=== Begin Enclosure ===
Issue #4966, opened 2022-09-13
BUG: calling pd.to_timedelta on modin series gives TimedeltaIndex instead of Series


mvashishtha:
### System information
- **OS Platform and Distribution (e.g., Linux Ubuntu 16.04)**: macOS Monterey
- **Modin version** (`modin.__version__`): b09dd424e95830e6a19a631741eb8381b9020ee5
- **Python version**: 3.10.4
- **Code we can use to reproduce**:

```python
import modin.pandas as pd
import pandas

duration = pd.Series([1])
print(pd.to_timedelta(duration), '\n\n')

duration_pandas = pandas.Series([1])
print(pandas.to_timedelta(duration_pandas))
```

### Describe the problem
pandas documents the correct return types here: https://pandas.pydata.org/docs/reference/api/pandas.to_timedelta.html

If input is a series, result should be another series.

pyrito:
@mvashishtha this is an interesting bug. It seems like we just default to the pandas implementation which obviously doesn't know how to handle Modin series. It looks like we need to implement our own version of `to_timedelta` and if the input it a Series we change the dtype of the df? Do we need to do any explicit casting on each element or is it enough to just change the dtype?

mvashishtha:
#5028 fixed this bug. Thanks @Billy2551

PR #5022, opened 2022-09-23
FIX-#4966: Fix to_timedelta to return Series instead of TimedeltaIndex

Billy2551:
## What do these changes do?

Added `to_timedelta` implementation to `general.py` instead of importing and using pandas version, which previously returned the wrong output when provided a Modin Series.

Added test to confirm functionality of `to_timedelta` on Modin Series.

- [x] Resolves #? 
- [x] tests added and passing

### DIFF
--- a/modin/pandas/general.py
+++ b/modin/pandas/general.py
@@ -759,3 +759,11 @@ def _determine_name(objs: Iterable[BaseQueryCompiler], axis: Union[int, str]):
         return list(names[0]) if is_list_like(names[0]) else [names[0]]
     else:
         return None
+
+
+def to_timedelta(arg, unit=None, errors="raise"):
+    if isinstance(arg, Series):
+        arg = arg._to_pandas()
+    result = pandas.to_timedelta(arg, unit=unit, errors=errors)
+    if isinstance(result, pandas.Series):
+        return Series(result)
--- a/README.md
+++ b/README.md
@@ -204,6 +204,7 @@ to be modular so we can plug in different components as they develop and improve
 - [10-min Quickstart Guide](https://modin.readthedocs.io/en/latest/getting_started/quickstart.html)
 - [Examples and Tutorials](https://modin.readthedocs.io/en/latest/getting_started/examples.html)
 - [Videos and Blogposts](https://modin.readthedocs.io/en/latest/getting_started/examples.html#talks-podcasts)
+- [Benchmarking Modin](https://modin.readthedocs.io/en/latest/usage_guide/benchmarking.html)
 
 #### Modin Community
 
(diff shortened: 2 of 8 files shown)


modin/pandas/general.py
```diff
@@ -759,3 +759,11 @@ def get_names(obj):
...
     else:
         return None
+
+
+def to_timedelta(arg, unit=None, errors="raise"):
+    if isinstance(arg, Series):
+        arg = arg._to_pandas()
+    result = pandas.to_timedelta(arg, unit=unit, errors=errors)
+    if isinstance(result, pandas.Series):
+        return Series(result)
```
vnlitvinov, line 769: What would happen if `result` is _not_ a `pandas.Series`?.. this function would return `None` then, which is weird.
It feels like it should be an assert instead, something like
```suggestion
    assert isinstance(result, pandas.Series), f"Expected pandas.Series, got {type(result)}"
    return Series(result)
```

vnlitvinov (changes requested):

modin/pandas/general.py
```diff
@@ -759,3 +759,11 @@ def get_names(obj):
         return list(names[0]) if is_list_like(names[0]) else [names[0]]
     else:
         return None
+
+
+def to_timedelta(arg, unit=None, errors="raise"):
+    if isinstance(arg, Series):
+        arg = arg._to_pandas()
```
mvashishtha, line 766: I think we can implement this case, where the arg is a `Series`, as a `map` without materializing the `arg`. Something like `s._query_compiler._modin_frame.map(lambda s: pandas.to_timedelta(s.squeeze(1)).to_frame()).to_pandas()` seem to work. Note the `squeeze` within the partition function because `pandas.to_timedelta` can take a series but can't take a dataframe, and the `to_frame` because (I think) the partitions have to have dataframes internally and can't have series. You may have to add a new query compiler function for this.

pyrito: @mvashishtha that's right, the partitions need to have dataframes internally. We don't treat Series separately. We just treat Series a special case of DataFrames, so we may need to have another query compiler function for this.

modin/pandas/general.py
Billy2551: I believe the output type is dependent on the input type. From pandas documentation:
```
If parsing succeeded. Return type depends on input:
list-like: TimedeltaIndex of timedelta64 dtype
Series: Series of timedelta64 dtype
scalar: Timedelta
```

pyrito (commented):
It also looks like you didn't sign your first commit. You might need to do an interactive rebase and amend a previous commit.

Billy2551:
I messed up the branch by merging instead of rebasing. Will be moving changes to a different PR.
=== End Enclosure ===
Your goal:
Scan the material line by line and report each one that contains "just".

Output for this exercise:
@mvashishtha this is an interesting bug. It seems like we just default to the pandas implementation which obviously doesn't know how to handle Modin series. It looks like we need to implement our own version of `to_timedelta` and if the input it a Series we change the dtype of the df? Do we need to do any explicit casting on each element or is it enough to just change the dtype?
pyrito: @mvashishtha that's right, the partitions need to have dataframes internally. We don't treat Series separately. We just treat Series a special case of DataFrames, so we may need to have another query compiler function for this.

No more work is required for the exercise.